Goste ou não, as marcas de influenciadores digitais vieram para ficar. Cada vez mais, esses profissionais das redes sociais têm chamado estilistas e profissionais renomados para auxiliar na construção de suas marcas de roupas, capitalizando em seu conhecimento de comunicação, habilidade com comunicação e grande número de seguidores. Faz sentido: por muito tempo, os influenciadores digitais foram conhecidos pelo seu potencial de influenciar seus seguidores a comprarem produtos de marcas diversas através de publisposts. Disso, para vender seus próprios produtos foi um passo natural. Hoje, esses influenciadores tem se tornado empreendedores e podem anunciar e promover suas marcas em seus próprios perfis, criando uma nova receita receita sem um custo adicional de marketing e com maior potencial.
A pandemia, a democratização do conteúdo e a cultura do cancelamento provocou um sentimento de esvaziamento de influenciadores digitais, a perda de relevância de alguns nomes e a distribuição das verbas de mídia de grandes empresas para mais influenciadores – com novas mídias, como o Tiktok, todo mundo parece ser um influencer e ter alguns milhões de seguidores não é mais sinônimo de ser realmente influenciador. Micro Influenciadores (aqueles com até 100 mil seguidores), de nicho, experienciaram um crescimento em verbas de marketing e visibilidade, ao passo que alguns macro influenciadores perderam parte de seu público ou poder de influência. Mas o cenário é um pouco diferente quando falamos dos ‘influempreendedores’, os influenciadores que decidiram investir em seus próprios negócios.

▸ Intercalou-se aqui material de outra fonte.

PR #186, opened 2025-01-28
fix(core): resolve delivery-retry deadlock

rasendubi:
Now instead of having two component form a loop, we handle retries internally in `delivery` component. It creates a new private unbounded channel for retries and selects from both channels when looking for batch to send. Retries are handled inline by spawning a delay+insert task. (The code is probably easier to follow than this explanation 😅)

Ended up with a larger refactoring that fixes a couple of other todos:
- Removed size validation from `EventDelivery` as we're planning to add it earlier in the pipeline
- Removed `QueuedEvent` and all event copies.
- Cleaned up error handling in event delivery, un-clumped json serialization error, added the main non-retriable error codes


eppo_core/src/event_ingestion/delivery.rs
```diff
@@ -50,108 +46,88 @@ impl DeliveryStatus {
...
+            msg = retries_rx.recv() => msg?,
+        };
+
+        let BatchedMessage { batch, flush } = msg;
+
+        let mut result = event_delivery.deliver(batch).await;
+
+        if attempts >= config.max_retries {
+            // Exceeded max retries -> promote retriable errors to permanent ones.
+            result.failure.append(&mut result.retry);
```
rasendubi, line 79: `append()` removes all events from `result.retry` and inserts them into `result.failure`.

eppo_core/src/event_ingestion/delivery.rs
```diff
@@ -50,108 +46,88 @@ impl DeliveryStatus {
...
-                        // non-retriable.
-                        delivery_status
-                            .send(DeliveryStatus::failure(batch))
-                            .await
-                            .ok()?;
-                    }
-                }
-            }
+
+        let retry_batch = std::mem::take(&mut result.retry);
```
rasendubi, line 82: `std::mem::take` replaces `result.retry` with an empty vector and returns all events to us (indiana jones style).

This way, we avoid cloning the whole batch of events for a retry but as a side effect, this means that retried events are not included in the delivery status (which nobody reads anyway for now)

eppo_core/src/event_ingestion/delivery.rs
```diff
@@ -50,108 +46,88 @@ impl DeliveryStatus {
...
-    DeliveryStatus {
-        success,
-        failure,
-        retry,
-    }
+    min_retry_delay: Duration,
+    max_retry_delay: Duration,
+) {
+    // TODO: exponential_backoff iterator interface doesn't really suit our usage. Rewrite backoff
+    // calculation.
```
rasendubi, line 120: Made `wait_exponential_backoff` infallible: if `Backoff` returns `None`, we use `max_retry_delay`. But overall, `exponential_backoff` iterator API is not really suitable for our use case, so I would rather rewrite backoff calculation or look for another library

eppo_core/src/event_ingestion/event_delivery.rs
```diff
@@ -19,202 +19,191 @@ pub(super) struct EventDelivery {
...
-
-#[derive(serde::Deserialize, Debug)]
-pub(super) struct RawEventDeliveryResponse {
-    pub failed_events: HashSet<Uuid>,
-}
-
 #[derive(thiserror::Error, Debug)]
 pub(super) enum EventDeliveryError {
-    #[error("Single event payload too large {0} (expected < {max})", max = MAX_EVENT_SERIALIZED_LENGTH)]
-    EventPayloadTooLargeError(usize),
```
rasendubi, line 50: This is no longer event delivery's concern, so removed

eppo_core/src/event_ingestion/event_delivery.rs
```diff
@@ -19,202 +19,191 @@ pub(super) struct EventDelivery {
...
-    #[error("Failed to serialize events to JSON")]
-    JsonSerializationError(serde_json::Error),
-    #[error("Failed to parse JSON response")]
-    JsonDeserializationError(reqwest::Error),
```
rasendubi, line 54: Clumped these two into non-retriable error

eppo_core/src/event_ingestion/event_delivery.rs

“Realmente algumas (influenciadoras) perderam sua relevância, mas várias entenderam o poder que elas tinham de venda. O que tenho percebido é o pensamento ‘Se eu consigo vender tão bem um determinado produto de outras marcas, por que não vender o meu produto?’ e é isso que vem acontecendo” conta André Boffano, estilista da Modem Studio e que também presta consultoria para marcas de moda de influenciadoras, entre elas a RK da influencer Rafa Kalimann.

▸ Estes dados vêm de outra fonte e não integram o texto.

PR #817, opened 2024-04-29
Add Historic Resources Shadows Combined

alexrichey:


products/green_fast_track/models/product/green_fast_track_bbls.sql
```diff
@@ -49,6 +49,14 @@ flags_wide AS (
             )
             AND variable_type != 'wetlands_checkzones'
         ) AS natural_resource,
+        FILTER (
```
fvankrieken, line 52: creeping on you because I had to see what commit "Maybe?" was doing. Looks like you're missing whatever array_agg comes before this `FILTER`, so sqlfluff is interpreting `FILTER` as a function name rather than a keyword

O movimento é relativamente novo: Chiara Ferragni, uma das primeiras blogueiras de moda que se tem notícia, foi também uma das primeiras a criar sua marca própria, a Chiara Ferragni Collection, que desde que foi lançada, em 2013, já fez licenciamentos de perfumes, maquiagem e colaborações até com a Nespresso, além de sapatos, roupas e acessórios, é claro. A influenciadora norte-americana Danielle Bernstein que falava sobre suas roupas no Instagram, sobre a alcunha de We Wore What também se tornou notória com a sua marca própria, de mesmo nome (infame por uma série de acusações de plágios e cópias, denunciados com bastante frequência na conta do Diet Prada).
NO BRASIL
No Brasil, essa moda pegou. Várias influenciadores digitais também têm ido pelo mesmo caminho, e não são poucas. Camila Coutinho, também uma das primeiras blogueiras do país e fundadora do Garotas Estúpidas, criou o Ge Beauty, marca de cuidados com o cabelo; a paulistana Helena Bordon é dona da Hela Beauty e da By Helena Bordon; Marina Ruy Barbosa com a marca Ginger, criada no início do ano passado e que tem estilo de Leandro Benites; a marca NV de Nati Vozza, que, apesar de todas as polêmicas com o nome da influenciadora, foi adquirida pelo grupo Soma por R$ 210 milhões; a Carol Bassi Brand, marca da influenciadora Anna Carolina Bassi, que acaba de fazer sua estreia na SPFW.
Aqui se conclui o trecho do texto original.